Dynamics of a Family of Rational Operators of Arbitrary Degree
Beatriz Campos, Jordi Canela, Antonio Garijo, Pura Vindel
TL;DR
The paper analyzes the dynamics of a rational operator family arising from Behl's optimal fourth-order root-finding methods. It introduces a reparametrization to remove parameter redundancies and unboundedness, yielding the generalized family $O_{a,n,k}$ that encompasses other numerical-method-derived maps. Through fixed-point, critical-point, and parameter-plane analyses, it demonstrates how antenna-like parameter regions become bounded under reparametrization and proves the absence of Herman rings for the generalized family.

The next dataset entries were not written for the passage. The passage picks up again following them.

PR #2154, opened 2026-08-22
T-SBI conversion of S, UF, UV: run in S-mode, move M-mode coverpoints to Sm

davidharrishmc:
**Stacked on #2143** (`sm2`). Only the last commit, `TSBI support for S, including moving some parts to Sm`, is new here; the rest is #2143 and will drop out of the diff once it merges.

## What this does

The `S` suite now boots to S-mode and stays there, using T-SBI for the one privileged operation it still needs. The coverpoints that genuinely require M-mode move to `Sm`, gated on `S_SUPPORTED`.

**`S` (`S.py`, `S_coverage.svh`)**
- `cp_sret_s` no longer sweeps `mstatus.TSR` or touches `medeleg`. It runs the 8-case `spp × spie × sie` sweep in S-mode and returns after each `sret` with a single `RVTEST_TSBI_GOTO_SMODE` instead of `RVTEST_GOTO_MMODE` + `RVTEST_GOTO_LOWER_MODE Smode`. The `sstatus` readback is masked with `S_SSTATUS_MASK`.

The work provides concrete guidelines (e.g., $n>k+1$, $k\\ge 1$) to ensure numerically stable dynamics suitable for root-finding, with implications for the stability of related iterative methods.
Abstract
In this paper we analyse the dynamics of a family of rational operators coming from a fourth-order family of root-finding algorithms. We first show that it may be convenient to redefine the parameters to prevent redundancies and unboundedness of problematic parameters. After reparametrization, we observe that these rational maps belong to a more general family $O_{a,n,k}$ of degree $n+k$ operators, which includes several other families of maps obtained from other numerical methods. We study the dynamics of $O_{a,n,k}$ and discuss for which parameters $n$ and $k$ these operators would be suitable from the numerical point of view.